Something tightened in his gut at the primitive interest in the other man’s eyes. And it was wholly foolish to feel this masculine possessiveness for Eloise. But Goddamn it. “Close your damned mouth,” he snapped, knowing he was being a surly bastard. “You’re drooling like a stray pup over the lady.”
Instead of taking offense, his words restored the man’s usual merriment. He tossed his head back and laughed. “And you are not a man who still sees a child in her,” he said.
He glanced about to see how far those too-loudly spoken words had traveled. Eloise remained fully engrossed in conversation with the man at her side. Lucien stared unashamedly at the two of them. She needn’t remain by the man’s side for…he yanked the timepiece given him as a youth by his father many years earlier and consulted it…well, however many minutes. It must have been a good ten or so. Entirely too long and…
She nodded and then continued on her way and walked through those double doors.
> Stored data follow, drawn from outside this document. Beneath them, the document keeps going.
PR #810, opened 2021-12-29
feat: add `pass` completion spec

whobutsb:
New Feature: Added [pass](https://www.passwordstore.org/) auto completion.

**Additional info:**
Man page for pass - https://git.zx2c4.com/password-store/about/

- [ ] Add me as codeowner of new files (you will be added as a codeowner of the files added in this PR)

### DIFF
--- a/src/pass.ts
+++ b/src/pass.ts
@@ -108,10 +108,7 @@ const completionSpec: Fig.Spec = {
     {
       name: "git",
       description: "Password store git functions",
-      args: {
-        name: "git-command-arguments",
-        description: "Git command arguments",
-      },
+      loadSpec: true,
     },
     {
       name: "version",
@@ -284,21 +281,12 @@ const completionSpec: Fig.Spec = {
       name: "grep",
       description:
         "Searches inside each decrypted password file for search-string. Grep options can be used",
+      loadSpec: true,
       args: {
         name: "pass-name",
         description: "The password name you want to grep for",
         isOptional: false,
       },
-      options: [
-        {
-          name: ["-e", "--regexp"],
-          description:
-            "Use PATTERN as the pattern. This can be used to specify multiple search patterns, or to protect a pattern beginning with a hyphen (-). (-e is specified by POSIX.)",
-          args: {
-            name: "pattern",
-          },
-        },
-      ],
     },
   ],
 };
--- a/src/pass.ts
+++ b/src/pass.ts
@@ -35,6 +35,26 @@ const completionSpec: Fig.Spec = {
   name: "pass",
   description:
     "Pass - stores, retrieves, generates, and synchronizes passwords securely",
+  args: {
+    name: "pass-name",
+    description: "The password you want to show",
+    generators: listPasswords,
+    isOptional: false,
+  },
+  options: [
+    {
+      name: ["--clip", "-c"],
+      description: "Copy the password to the clipboard",
+    },
+    {
+      name: ["--qrcode", "-q"],
+      description: "Display a QRcode of the password",
+    },
+    {
+      name: "--help",
+      description: "Show help for pass",
+    },
+  ],
   subcommands: [
     {
       name: "init",
@@ -277,12 +297,6 @@ const completionSpec: Fig.Spec = {
           },
         },
       ],
-    },
-  ],
-  options: [
-    {
-      name: ["--help", "-h"],
-      description: "Show help for pass",
     },
   ],
 };
--- a/src/pass.ts
+++ b/src/pass.ts
@@ -146,7 +146,8 @@ const completionSpec: Fig.Spec = {
       args: {
         name: "pass-name",
         description: "The password name.",
-        isOptional: false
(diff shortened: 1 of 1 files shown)


whobutsb:
👍

fedeci (dismissed):
Can you fix the listing errors, please? `npm run lint:fix` should do the work!

whobutsb:
@fedeci Linted!  Thank you for the consideration!

whobutsb:
Question for the fig team.  Within the `pass` command you can use `pass git` which allows you to interact with the local `~/.password-store` git repo and run normal git commands.  Is there a way to reference the fig `git` completion spec when someone types in `pass git`?  I doesn't make sense to rewrite the entire git spec.  Currently I have the following for the arguments: 

```
    {
      name: "git",
      description: "Password store git functions",
      args: {
        name: "git-command-arguments",
        description: "Git command arguments",
      },
    },
```

The `pass grep` command is the same as well where you can grep inside the files to find a particular line.  It would be great to show the git and grep specs as completions when you enter the sub commands.

Thanks!

whobutsb:
> Question for the fig team. Within the `pass` command you can use `pass git` which allows you to interact with the local `~/.password-store` git repo and run normal git commands. Is there a way to reference the fig `git` completion spec when someone types in `pass git`? I doesn't make sense to rewrite the entire git spec. Currently I have the following for the arguments:
> 
> ```
>     {
>       name: "git",
>       description: "Password store git functions",
>       args: {
>         name: "git-command-arguments",
>         description: "Git command arguments",
>       },
>     },
> ```
> 
> The `pass grep` command is the same as well where you can grep inside the files to find a particular line. It would be great to show the git and grep specs as completions when you enter the sub commands.
> 
> Thanks!

Figured this out!  Added `loadSpec: true` to the `pass git` and `pass grep` commands, to get the full completion.  Super useful!

mschrage:
Hey @whobutsb! `loadSpec` is the right property, but I'm surprised it passes typechecking as a boolean.

I think it should be `loadSpec: "git"` and `loadSpec: "grep"` instead

whobutsb:
@mschrage Updated!  Thanks for the hint.  Yeah it was working fine for both commands with `true`, interesting stuff!

whobutsb (commented):
Ran `npm run lint:fix`.

src/pass.ts
```diff
@@ -0,0 +1,293 @@
...
+  postProcess: (output) => {
+    return output.split("\n").map((dir) => ({
+      name: dir,
+    }));
+  },
+};
+
+const listGpgIds: Fig.Generator = {
+  script: function () {
+    return `gpg --list-keys --with-colons --with-fingerprint | awk -F: '/^uid:/ { print $10 }`;
```
mschrage, line 25: Can you try to move the parsing logic to Javascript? Sometimes people have different versions of `awk` and `sed` installed, so it is best to keep as much as possible in the JS runtime.

src/pass.ts
```diff
@@ -0,0 +1,293 @@
+const listPasswords: Fig.Generator = {
+  script: function () {
+    return `grep -r -l '' $HOME/.password-store --exclude-dir=.git | sed "s|$HOME/.password-store/||g"`;
```
mschrage, line 3: Can we remove `sed` and put this logic in JS?

src/pass.ts
```diff
@@ -0,0 +1,293 @@
...
+  postProcess: (output) => {
+    return output.split("\n").map((password) => ({
+      name: password.replace(".gpg", ""),
+    }));
+  },
+};
+
+const listDirectories: Fig.Generator = {
+  script: function () {
+    return `ls -dR1a $HOME/.password-store/*/ | sed "s|$HOME/.password-store/||g"`;
```
mschrage, line 14: Same as above?

mschrage (changes requested):
Thanks for contributing @whobutsb! A few small tweaks but this looks great overall :)

src/pass.ts
whobutsb: @mschrage - I'm going to remove this function altogether.  I wasn't 100% sure that the output that I was receiving was the correct argument for the `pass init` command.

src/pass.ts
whobutsb: Updated now using: 
```
const listPasswords: Fig.Generator = {
  script: function () {
    return `grep -r -l '' $HOME/.password-store --exclude-dir=.git`;
  },
  postProcess: (output) => {
    return output.split("\n").map((password) => ({
      name: password.split(".password-store/").pop().replace(".gpg", ""),
    }));
  },
};
```
This will remove everything before the `.password-store/` directory and output just the pass-names and directories.

src/pass.ts
whobutsb: Same as previous.

fedeci (approved):
Thanks!

import-brain (approved):

mschrage (approved):

PR #812, opened 2022-01-02
Add Exercism support

hendrikmitk:
Feature: Add completion spec for Exercism CLI

Currently, there are no completion options for the `exercism` command.

There will be completion options available for the `exercism` command.

**Additional info:**
https://exercism.org/docs/using/solving-exercises/working-locally

### DIFF
--- a/src/exercism.ts
+++ b/src/exercism.ts
@@ -1,0 +1,173 @@
+const helpOption: Fig.Option[] = [
+  {
+    name: ["-h", "--help"],
+    description: "More information about command",
+  },
+];
+
+const completionSpec: Fig.Spec = {
+  name: "exercism",
+  description: "Solve coding exercises in your chosen programming languages",
+  subcommands: [
+    {
+      name: ["configure", "c"],
+      description: "Configure the command-line client",
+      options: [
+        ...helpOption,
+        {
+          name: ["-a", "--api"],
+          description: "API base url",
+          args: {
+            name: "url",
+            isOptional: false,
+          },
+        },
+        {
+          name: "--no-verify",
+          description: "Skip online token authorization check",
+        },
+        {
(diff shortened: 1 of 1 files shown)


src/exercism.ts
```diff
@@ -0,0 +1,173 @@
+const helpOption: Fig.Option[] = [
+  {
+    name: ["-h", "--help"],
+    description: "More information about command",
+  },
+];
```
mschrage, line 6: I saw that this `helpOption` is included everywhere -- it's a nice touch of polish, but you can get the same behavior with less copy and pasting by setting [`isPersistent`](https://fig.io/docs/reference/option#ispersistent) to true!

Just make sure `helpOption` added to the root subcommand and the `--help` flag will appear for all child subcommands as well. 

```suggestion
const helpOption: Fig.Option[] = [
  {
    name: ["-h", "--help"],
    description: "More information about command",
    isPersistent: true,
  },
];
```

mschrage (changes requested):
This looks great! Thanks so much for contributing @hendrikmitk! Just one small tweak and we can get this merged in:

src/exercism.ts
hendrikmitk: Thanks a lot for the feedback @mschrage! Using `isPersistent` is indeed a nice touch that makes the whole thing a bit clearer. I removed the `helpOption` because the same option had already been available at the top level.

This also made me notice that the global flags were not yet available for all subcommands as intended.

mschrage (approved):

mschrage:
Thanks so much for contributing @hendrikmitk! 🥳

hendrikmitk:
Thanks to you and your team for building such a great tool @mschrage! 🙂

PR #813, opened 2022-01-02
Feat/eb deploy

nmassardot:
Feature

It doesn't support all the commands of `eb` commands in CLI, si now `deploy` and `abort` was added

Added the autocomplete for `deploy` and `abort`, with it suggestions

**Additional info:**
My objective is to add all the available commands for `eb`


mschrage (approved):
Thanks for adding the missing `deploy` subcommand! Looks good to me :)

Really appreciate the contribution! 🥳

PR #814, opened 2022-01-02
Add `swift` spec

dlbuckley:
> **What kind of change does this PR introduce? (Bug fix, feature, docs update, ...)**

### Add spec for `swift` tools.

> **What is the current behavior? (You can also link to an open issue here)**

### No current support.

> **What is the new behavior (if this is a feature change)?**

### All current `swift` commands have ben added.

> **Additional info:**

### There is some possible followup work with some generators, but this covers the basic command interface for now.

### DIFF
--- a/src/swift.ts
+++ b/src/swift.ts
@@ -1,0 +1,929 @@
+const commonOptions: Fig.Option[] = [
+  {
+    name: ["--help", "-h", "-help"],
+    description: "Show help information",
+  },
+  {
+    name: "--version",
+    description: "Show the version",
+  },
+];
+
+const completionSpec: Fig.Spec = {
+  name: "swift",
+  description: "Swift compiler",
+  options: [
+    {
+      name: ["--help", "-h", "-help"],
+      description: "Show help information",
+    },
+  ],
+  subcommands: [
+    // swift build
+    {
+      name: "build",
+      description: "Build sources into binary products",
+      options: [
+        ...commonOptions,
+        {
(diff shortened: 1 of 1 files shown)


dlbuckley:
I've noticed that I've missed a couple of options. I will add these at some point over the next day or so.

dlbuckley:
I've now added the missing options and this PR should be ready for review.

import-brain (approved):

mschrage (changes requested):
This looks great! The only thing missing is a [`parserDirective`](https://fig.io/docs/reference/subcommand#parserdirectives) at the root level to inform the parse that `flagsArePosixNoncompliant` since the options start with a single dash.

dlbuckley:
I missed that flag when going though the docs, thank for pointing it out. The change has now been made.

mschrage (approved):

dlbuckley:
@mschrage It looks like the CI job needs to be kicked off again as it looks like it failed due to an action download issue.

fedeci:
Thanks!

kabiroberai:
I'm a bit late to the party but fwiw it should be possible to automate the generation of specs for all but the root swift[c] subcommand, using the experimental SPM spec generator at https://github.com/withfig/fig-swift-argument-parser. Is it possible to extract subcommands into their own spec files?

fedeci:
@kabiroberai do you mean something like aws subcommands?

He rocked on his heels. Good. She’d taken her leave.
“If it’s all the same to you, I’d suggest you go after the lady and spare the rest of us your miserable company and brilliant skillset at faro and whist.”
He made a crude gesture that redoubled the man’s laughter. “I…”
“Go,” MacGregor prodded and kicked him in the leg, nudging him ahead.
Lucien frowned, hesitating.
MacGregor gave him another kick. “Go,” he said again, annoyance and amusement underscoring that one word command.
And then, as if of their own volition, his legs began to move and he walked briskly through the room he’d recently entered. He shoved the doors open and stared down the long corridor. He lengthened his strides. She’d always moved quickly for one so small. Then, a child, who’d found friendship in he and Richard, two slightly older, always taller boys she’d been forced to do so in order to keep up.
Eloise turned the corner and made for the foyer.
“Eloise.”
She stumbled and spun around, a hand to the modest décolletage of her sea foam dress. “You startled me.” Again. The luxuriant fabric drew out the piercing blue-green of her eyes, momentarily holding him spellbound. The beauty of those eyes reached into his soul and robbed him of breath. She tipped her head. “Lucien?”
He heard the question there and continued forward.
He expected her to retreat, but she remained rooted to the spot. “What do you—?”
“Why are you here?”
Four little lines of consternation appeared as Eloise furrowed her brow. “You stopped me,” she said slowly as though speaking to a lackwit.
He cursed. “Not
here
, Eloise. In London Hospital, in the marchioness’ parlor.”
“I’m not in the marchioness’ parlor, silly. I can’t be two places at—”
“Eloise,” he said in a harsh, impatient tone that killed the teasing edge to her words. In that moment he hated himself more than he ever had before, which was saying a good deal considering the crimes he was guilty of. But he’d never been a bully…until she’d reappeared, making him hate himself for altogether new and different reasons. “Forgive me.”